/PyCURT

Python-based curation of radiotherapy data

Primary LanguagePythonApache License 2.0Apache-2.0

PyCURT: Python-based automated data CUration Workflow for RadioTherapy data

In the field of "Big Data" analysis in medical imaging, the problem of data curation is one of the major bottleneck, especially when data from multiple sites have to be collected and processed. Data structure, imaging protocols, scanners and nomenclature are often incosistent. Furthermore, in the field of radiation oncology, patients undergo several imaging sessions and have data coming from different modalities, like MRI, CT, PET and Radiotherapy. For this reason, it is extremely hard to have a workflow that can automatically curate this type data. With PyCURT, we are providing a tool that can automatically sort any pertinent information from an imaging study. It was originally develop to collect radiotherapy information from imaging studies but it is now also able to label MR images into 6 different contrasts (T1 pre and post contrast agent injection, T2, FLAIR, ADC and SWI) thanks to MRClass (REF).

PyCURT has been thought as general as possible. It can take as input a folder that contains DICOM files in any strcuture. It will go through the folder and collect all the DICOM files. It will then check their integrity and it will extract important parameters, like study date, patient ID and so on. It will also look for the radiotherapy plan, that will be then used to link together all the radiotherapy data (like planning CT, structure set and dose cubes). At the end, there will be a folder with a subject/session/scan structure, and the session with RT data will be labelled as RT_* . All the other sessions will contain images coming from MR or CT modalties. All the MR images will be labelled as one of the 6 contrast mentioned before (N.B. right now, all the MR contrasts different from those listed before will be ignored and not copied in the final folder. However they will be available in the cache directory). After that, imaging data can be converted to Nifti, which is a format often used in subsequent analyses. MR and CT images, as well as dose cubes are converted. There is also the option to extract all the manually contoured structures from the RT structure set and save them as Nifti. Furthermore, instead of saving all of the strucures, you can choose to save only the one with the highest overlap with used dose cube, if present. Finally, you have the option to create a local database where all the outputs are saved in a consistent and easy-to-handle way.

Installation

PyCURT supports only Python>3.5 and it has been tested only on Linux (Ubuntu) platforms. We very strongly recommend you install PyCURT in a virtual environment. Here is a quick how-to for Ubuntu. Conda enviroments can also be used. Before installing PyCURT, there are two external tools that need to be installed:

  1. dcm2niix which is required to convert imaging data from DICOM to Nifti. Following the link, you will be prompted to download the pre-compiled version (choose Linux os).
  2. plastimatch which is required to process RT data. You can download pre-compiled binaries or build it from source.

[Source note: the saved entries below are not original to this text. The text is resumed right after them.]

PR #2951, opened 2023-11-07
LF-3788 The user is not able to type out a product name during the creation of the soil amendment task or clean task

kathyavini:
**Description**

This is a fun bug!!

This [commit](https://github.com/LiteFarmOrg/LiteFarm/pull/2913/files#diff-9b510ffac5e2f98e7a188cd29fe6409be58bfd51d9a33be2b4cec8aade222fb5) by @SayakaOno fixed the logic assigning `isSearchable` in the `<ReactSelect />`.

Currently we have only one "creatable" React Select in App (for Product). Here the `isSearchable` prop was never passed, but the faulty original logic:

`isSearchable={options?.length > 8 || isSearchable}`

meant that if there were fewer than 8 options, `isSearchable={undefined}` was passed, and the `<CreateableSelect />` took its default value of `isSearchable={true}`

Now that the logic has been fixed, `isSearchable` was false when the number of options was less than 8.

However a `<CreateableSelect />` needs to have `isSearchable={true}` in order to accept input (and it should not have anything to do with the number of options), so I am assigning `isSearchable={true}` and leaving a note about what the prop does.

Jira link: https://lite-farm.atlassian.net/browse/LF-3788

**Type of change**

**How Has This Been Tested?**

- [ ] Passes test case
- [ ] Other (please explain)

**Checklist:**

### DIFF
--- a/packages/webapp/src/components/Form/ReactSelect/index.jsx
+++ b/packages/webapp/src/components/Form/ReactSelect/index.jsx
@@ -219,7 +219,7 @@ const ReactSelect = React.forwardRef(function ReactSelect(
             ),
             ...components,
           }}
-          isSearchable={isSearchable ?? options?.length > 8}
+          isSearchable={true} // CreatableSelects must be searchable to accept input
           ref={ref}
           defaultValue={defaultValue}
           isDisabled={isDisabled}


SayakaOno (approved):
I'm glad Denis caught this...!
I think I missed checking `CreatableSelect`. Thank you for fixing!

PR #3101, opened 2024-01-30
LF-4002, LF-3998, LF-4028: create animal group tables and GET/POST requests

antsgar:
**Description**

Co-authored with @kathyavini
- Created animal group table and tables relating group to animals and batches.
- Created POST request to add new groups.
- Created GET request to get groups for a farm along with their related batches and animals.

Jira link:
https://lite-farm.atlassian.net/browse/LF-4002
https://lite-farm.atlassian.net/browse/LF-3998
https://lite-farm.atlassian.net/browse/LF-4028

**Type of change**

**How Has This Been Tested?**

- [ ] Passes test case
- [x] Other (please explain)

Run migration locally.

**Checklist:**

### DIFF
--- a/packages/api/db/migration/20240130190029_create_animal_group_tables.js
+++ b/packages/api/db/migration/20240130190029_create_animal_group_tables.js
@@ -1,0 +1,70 @@
+/*
+ *  Copyright (c) 2024 LiteFarm.org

Once those two tools are installed, you can install PyCURT. You can do it by typing the following few steps in a terminal:

  1. Clone this repository, git clone https://github.com/TransRadOnc-HIT/PyCURT.git.
  2. cd into the cloned directory, cd PyCURT.
  3. Create a virtual (or conda) environment. With anaconda you can do it by typing conda create -n pycurt python=3.7.
  4. Activate conda environment, conda activate pycurt.
  5. Install PyCURT by typing python setup.py install

Last step will create two commands, pycurt and pycurt_gui. The first one can be used to run PyCURT from command line, the second one will open a graphical user interface that can be used to configure PyCURT.